La maniobra de propulsión llevada a cabo por los motores del módulo de servicio, conocida como inyección translunar, ha sido el único gran impulso que ha necesitado la nave durante todo su viaje. Desde ese momento, Orion se desliza en una «trayectoria de retorno libre»: una ruta en forma de ocho que la ha llevado hasta la Luna y ahora la devuelve a la Tierra. La nave se mueve como una canica lanzada en un cuenco de dos cavidades, pasando de la influencia gravitatoria de la Luna a la de la Tierra impulsada, sobre todo, por su propia inercia y el equilibrio entre ambos campos gravitatorios.
El trayecto de vuelta se ha prolongado durante aproximadamente cuatro días. Aunque la gravedad terrestre es la principal fuerza que guía el retorno, la nave está realizando pequeños encendidos de sus motores auxiliares para ajustar con mayor precisión la trayectoria.

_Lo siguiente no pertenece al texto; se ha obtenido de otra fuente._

PR #1723, opened 2018-03-22
replica-install: warn when there is only one CA in topology

frasertweedale:
For redundancy and security against catastrophic failure of a CA
master, there must be more than one CA master in a topology.
Replica installation is a good time to warn about this situation.
Print a warning at the end of ipa-replica-install, if there is only
one CA replica in the topology.

Fixes: https://pagure.io/freeipa/issue/7459

### DIFF
--- a/ipaserver/install/server/replicainstall.py
+++ b/ipaserver/install/server/replicainstall.py
@@ -14,7 +14,9 @@ import dns.reversename as dnsreversename
 import os
 import shutil
 import socket
+import sys
 import tempfile
+import textwrap
 import traceback
 
 from pkg_resources import parse_version
@@ -1517,6 +1519,7 @@ def install(installer):
     if options.setup_adtrust:
         adtrust.install(False, options, fstore, api)
 
+    ca_servers = service.find_providing_servers('CA', api.Backend.ldap2, api)
     api.Backend.ldap2.disconnect()
 
     if not promote:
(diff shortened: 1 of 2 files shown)


ipaserver/install/server/replicainstall.py
```diff
@@ -1549,6 +1550,14 @@ def install(installer):
     # Everything installed properly, activate ipa service.
     services.knownservices.ipa.enable()
 
+    # Print a warning if CA role is only installed on one server
+    if len(ca_servers) == 1:
+        print()
+        print("WARNING: The CA service is only installed on one server ({})."
+                .format(ca_servers[0]))
```
tiran: ``E127 continuation line over-indented for visual indent``

ipaserver/install/server/replicainstall.py
```diff
@@ -1549,6 +1550,14 @@ def install(installer):
     # Everything installed properly, activate ipa service.
     services.knownservices.ipa.enable()
 
+    # Print a warning if CA role is only installed on one server
+    if len(ca_servers) == 1:
+        print()
```
tiran: The warning should be printed to stderr. You can use https://docs.python.org/3/library/textwrap.html#textwrap.dedent with triple quotes to create one string and then print it to ``file=sys.stderr``.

Separación crítica: la cápsula queda expuesta
Poco antes de entrar en contacto con la atmósfera, Orion ejecutará una de sus maniobras más delicadas: la separación del Módulo de Servicio Europeo, donde se encuentran los paneles solares, los motores principales y los equipos de soporte vital. A partir de ese instante, el módulo de tripulación quedará completamente expuesto, dependiendo exclusivamente de su escudo térmico para no desintegrarse durante el reingreso.
Segundos después, doce propulsores de control de reacción orientarán la cápsula con una precisión extrema. El objetivo es posicionar el escudo térmico en el ángulo exacto frente a la atmósfera, un aspecto que se convierte en una cuestión de vida o muerte. Si el ángulo es demasiado superficial, la nave rebotaría sobre las capas altas de la atmósfera y se perdería para siempre en el espacio con los cuatro astronautas en su interior. Si es demasiado pronunciado, la fricción generaría cargas térmicas y fuerzas G capaces de destruir la cápsula o de poner en riesgo a la tripulación.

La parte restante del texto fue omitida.